Users have open access to the catalog and access to the digitized materials is through an annual license. Users can search on word, phrase and proximity, while Boolean searching can be done on the metadata. Searching is context sensitive at the collection, subset and text levers. This searching is handled by the TOC and main text frames, and there is also a summary of metadata above the title page. The project had to design many Dynaweb, IP and password authentication systems as well as a customized interface for each text. Users can save file sets and the project hopes soon to be able to allow annotation shortly. Usage is monitored by automatic data capture and the project will use formal data collection in the future.
Users have to pay for the digital deliverables if they are outside Brown University or the general public. Users are charged annually, pro-rata to the size of the institution, and this charge is collected by invoice. The revenues were estimated in advance and in the first year receipts totalled $139,000 (including advance payment for multi-year subscriptions); this year receipts were $24,000 plus $58,000 for next year. It is not known if the revenues generated met those estimated.
Potential users were informed by website, articles and advertisements in print media, conferences, meetings, email shots and library links and portals. The most effective methods have been conferences and conventional mails, with an email follow up.
No front-end or summative evaluation has taken place. Formative evaluation took place with a beta test group through online questionnaires, focus group discussions and observations of user interactions with the system. As a result the interface was adjusted, especially the navigation labels and what information was displayed at what stage, e.g. the TOC and the behavior of frames.
The project has cost $2,801,113 so far and the major sources for this have been Brown University, NEH, Mellon, private donors and industry. In terms of how much it should have cost, the project estimates that 10% of the funding was “wasted”, but of this 10%, 25% was “wasted” in a good way, in learning about the processes. The project felt that grant proposals were under-funded by 25-50%; if it had this money there would be better delivery and an expanded collection through more investment in programming, training, documentation and bibliographic research. It was felt that the use of standards perhaps saved money in the long-term. The NEH were sent reports every six months for their monitoring of the project, and the Mellon Foundation received several reports, but generally funding organizations have not been demanding. The documentation asked of the project by funding organizations consisted of interim and final reports.
The project elements being updated and their frequency include: new digitized material (quarterly); new metadata (added annually); changing metadata (tailing off); and the user interface (updated approximately once a year). The project’s preservation strategy for long-term access to the digitized objects is the use of SGML. There are no quality control procedures for life-cycle management.

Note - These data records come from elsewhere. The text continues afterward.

PR #6196, opened 2017-06-30
Login Rework: prologue screen visual touches

hypest:
Finishes up the visual and textual touches for the login prologue screen.

* 2 loops per animation then auto-advance
* Using Material Design button style

device

To test:
* With the app data cleaned up, run the app (make sure it's a `wasabi` build variant)
* Observe the prologue screen. Notice the auto-advancing of the view-pager as well. All 5 animation screens should perform OK.

PR #14503, opened 2021-04-21
Add a "Set as Featured Image" Button to Image Block

SiobhyB:
Partial fix for: https://github.com/wordpress-mobile/gutenberg-mobile/issues/1011

`gutenberg-mobile`: wordpress-mobile/gutenberg-mobile#3116
`gutenberg`: https://github.com/WordPress/gutenberg/pull/31705

## Description

This PR adds a **Set as Featured** button to the image block's settings, with the purpose being to make it simpler for users to set a featured image within the post's editor. Users will also be able to **Remove as Featured** directly from the block's settings. 

A couple of notable changes to the native code have been highlighted below, with further details around the JS side highlighted in [the Gutenberg PR](https://github.com/WordPress/gutenberg/pull/31705). That PR can also be referred to as the central place for up-to-date screenshots and testing flows.

### OnSetFeaturedImageListener

[OnSetFeaturedImageListener](https://github.com/wordpress-mobile/WordPress-Android/pull/14503/files#diff-12a344ad8965875cb092fcc0c32a77e4909d9e5cb7092fbaf0d9ddc7d6c71d56R344
) listens for requests to set a featured image via an image block that are passed over the bridge. Please refer to [the Gutenberg PR ](https://github.com/WordPress/gutenberg/pull/31705)for more details of how this implemented from the JS side.

When a request is received from the native side, `onSetFeaturedImageButtonClicked()` [checks for whether a featured image has already been set](https://github.com/wordpress-mobile/WordPress-Android/pull/14503/files#diff-12a344ad8965875cb092fcc0c32a77e4909d9e5cb7092fbaf0d9ddc7d6c71d56R346), in which case `showFeaturedImageConfirmationDialog()` is called and users are able to confirm their wish to replace the featured image or not. If there isn't already an existing featured image or the user is removing an image as featured, then [the `setFeaturedImage()` function](https://github.com/wordpress-mobile/WordPress-Android/pull/14503/files#diff-12a344ad8965875cb092fcc0c32a77e4909d9e5cb7092fbaf0d9ddc7d6c71d56R809) is called directly.

_**Note: The code for setting a featured image has been iterated on as part of https://github.com/wordpress-mobile/WordPress-Android/pull/14521, with tracks events being added as part of that PR also. It'll be merged separately as an enhancement to this one.**_

### GutenbergDialogFragment

A [new `GutenbergDialogFragment` class](https://github.com/wordpress-mobile/WordPress-Android/pull/14503/files#diff-8889a43bfa80f8522889ae2f69695ac5eda5b29189bb29c9915a9c4825dae6e7) has been created as part of this PR. This class is based on [the `BasicFragmentDialog` class](https://github.com/wordpress-mobile/WordPress-Android/blob/develop/WordPress/src/main/java/org/wordpress/android/ui/posts/BasicFragmentDialog.kt), with some key differences being the removal of the third `setNeutralButton`, [an addition of a mediaId](https://github.com/wordpress-mobile/WordPress-Android/pull/14503/files#diff-8889a43bfa80f8522889ae2f69695ac5eda5b29189bb29c9915a9c4825dae6e7R39) to the constructor, and the ability for [the parent fragment to implement the positive/negative button interfaces](https://github.com/wordpress-mobile/WordPress-Android/pull/14503/files#diff-8889a43bfa80f8522889ae2f69695ac5eda5b29189bb29c9915a9c4825dae6e7R86). 

`GutenbergDialogFragment` [is called from the `showFeaturedImageConfirmationDialog()` function](https://github.com/wordpress-mobile/WordPress-Android/pull/14503/files#diff-12a344ad8965875cb092fcc0c32a77e4909d9e5cb7092fbaf0d9ddc7d6c71d56R795), to ensure that the dialog survives screen rotation. 

The **mediaId** associated with the image is [passed down from the `onSetFeaturedImageButtonClicked()` function](https://github.com/wordpress-mobile/WordPress-Android/pull/14503/files#diff-12a344ad8965875cb092fcc0c32a77e4909d9e5cb7092fbaf0d9ddc7d6c71d56R346) (which in turn retrieves it from the JS side).  

The functionality for when a user chooses to **replace** a featured image is defined in [the `onGutenbergDialogPositiveClicked()` function](https://github.com/wordpress-mobile/WordPress-Android/pull/14503/files#diff-12a344ad8965875cb092fcc0c32a77e4909d9e5cb7092fbaf0d9ddc7d6c71d56R1384) and the dialog is dismissed when the **cancel** button is clicked, as per [the `onGutenbergDialogNegativeClicked` function](https://github.com/wordpress-mobile/WordPress-Android/pull/14503/files#diff-12a344ad8965875cb092fcc0c32a77e4909d9e5cb7092fbaf0d9ddc7d6c71d56R1393).

As outlined in https://github.com/wordpress-mobile/WordPress-Android/issues/14676, there are other dialogs in the GutenbergEditorFragment file that are lost/dismissed with screen rotation. Part of the goal behind the new `GutenbergDialogFragment` class is to allow for easier refactoring of those other Dialogs, beginning with `showCancelMediaUploadDialog` and `showRetryMediaUploadDialog`, as those functions also accept a medaId.

## Testing

Please refer [to the Gutenberg PR](https://github.com/WordPress/gutenberg/pull/31705) as the central place for steps to tests and screenshots. Of note for the Android side, testing whether the **replace** dialog works as expected when the screen is rotated will be helpful.

## Regression Notes

The main unintended issues would be around the incorrect featured image being set/removed or other unintended/buggy issues with featured images.

The flows outlined in [the Gutenberg PR](https://github.com/WordPress/gutenberg/pull/31705) were tested.

N/A

<hr />

PR submission checklist:


SiobhyB:
Status update: I'm currently investigating an issue where `mFeaturedImageId` is reset to zero when following these steps:

1. Open a new post that already has a featured image, or set a featured image on the post if it doesn't already have one.
2. Select a different image block, tap the cog/gear icon, and then **Set as Featured** image.
3. When the **replace** dialog pops up, switch the screen's orientation before tapping the **replace** option.
4. Confirm the new image has been set as featured by navigating to _Post Settings_ and observing the **Featured** banner that overlays it within the editor.
5. Switch the orientation of the screen again. Select a different image block, tap the cog/gear icon, and then **Set as Featured** image.
6. Notice how the new image is automatically set as featured, with no _replace_ dialog displaying.

Even though the correct images are being set as featured in the above flow, the replace dialog should still display at step number 6. _Log.d_ shows that `mFeaturedImageId` is being reset to zero in this scenario, which explains why the dialog isn't popping up. The images themselves are being set as featured, so this doesn't seem like a major bug and more of an edge case, but would still be nice for the behaviour to be consistent. I'll keep investigating. 🕵️‍♀️

libs/editor/WordPressEditor/src/main/java/org/wordpress/android/editor/gutenberg/GutenbergDialogFragment.kt
```diff
@@ -0,0 +1,129 @@
...
+import android.app.Dialog
+import android.content.Context
+import android.content.DialogInterface
+import android.os.Bundle
+import androidx.appcompat.app.AppCompatDialogFragment
+import androidx.fragment.app.Fragment
+import com.google.android.material.dialog.MaterialAlertDialogBuilder
+
+class GutenbergDialogFragment() : AppCompatDialogFragment() {
+    private lateinit var mTag: String
```
hypest, line 12: 👋 @SiobhyB , only took a quick glance here, and since I know you've taken inspiration from the BasicDialog implementation I wonder if you can elaborate on the choice of having these dialog "properties" (Tag, message, etc) be members of the Fragment while [they are part of a model class over at the BasicDialog implementation](https://github.com/wordpress-mobile/WordPress-Android/blob/develop/WordPress/src/main/java/org/wordpress/android/ui/posts/BasicDialogViewModel.kt#L38-L45). Not saying there's an issue with this, haven't really checked deep enough yet, just wondering what's the context/insight on this. Thanks!

SiobhyB: Ah, I used [BasicFragmentDialog.kt](https://github.com/wordpress-mobile/WordPress-Android/blob/develop/WordPress/src/main/java/org/wordpress/android/ui/posts/BasicFragmentDialog.kt) as the template, which implements the "properties" in this way. I've gone ahead to edit the commit message that incorrectly referenced BasicDialog.kt rather than BasicFragmentDialog.kt, sorry for the confusion!

hypest: Ahh, I see, thanks for the update!

SiobhyB:
[This bug](https://github.com/wordpress-mobile/WordPress-Android/pull/14503#issuecomment-844950869) has been fixed with the following commit: https://github.com/wordpress-mobile/WordPress-Android/pull/14503/commits/f57eeaf8703a2ef816cc98949a54b99ab6432584

I've asked for some help on Slack regarding the failing test: p1621524064033200-slack-C02QANACA

Edited to add: The issue causing the failing test has been resolved now. 🎉

libs/editor/WordPressEditor/src/main/java/org/wordpress/android/editor/gutenberg/GutenbergDialogFragment.kt
```diff
@@ -0,0 +1,139 @@
...
+        builder.setMessage(mMessage)
+
+        mTitle?.let {
+            builder.setTitle(mTitle)
+        }
+
+        mPositiveButtonLabel?.let {
+            builder.setPositiveButton(mPositiveButtonLabel) { _, _ ->
+                dismissedByPositiveButton = true
+                val parentFragment: Fragment? = parentFragment
```
hypest: Hey Siobhan, I know this pattern of having a same-name local const picking up the value from a getter (`getParentFragment()` in this case) [is used in similar places](https://github.com/wordpress-mobile/WordPress-Android/blob/develop/WordPress/src/main/java/org/wordpress/android/ui/posts/BasicFragmentDialog.kt#L83-L86), but makes me a bit uncomfortable when reading the code. Trusted, in AndroidStudio with its syntax highlighting it's kinda easy to see the difference between the two, but it's not super intuitive otherwise.

I was thinking, would you be interested in using the following to do the same null-check and casting directly, without the temporary val?

```kotlin
               (parentFragment as? GutenbergDialogPositiveClickInterface)?.let {
                    it.onGutenbergDialogPositiveClicked(mTag, mMediaId);
                }
```

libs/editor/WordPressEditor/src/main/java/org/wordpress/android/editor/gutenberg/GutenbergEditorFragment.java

The project intends to keep the materials available indefinitely. The longer-term sustainability is dependent upon self-generating funds and the resource will generate sufficient income for this, although not all of these funds are secured. The project has an exit strategy based on STG administering the data to subscribers. The loss of the digital deliverable would be a matter of concern.
The instrument was particularly good for libraries but some areas needed to be addressed with more nuances for some projects.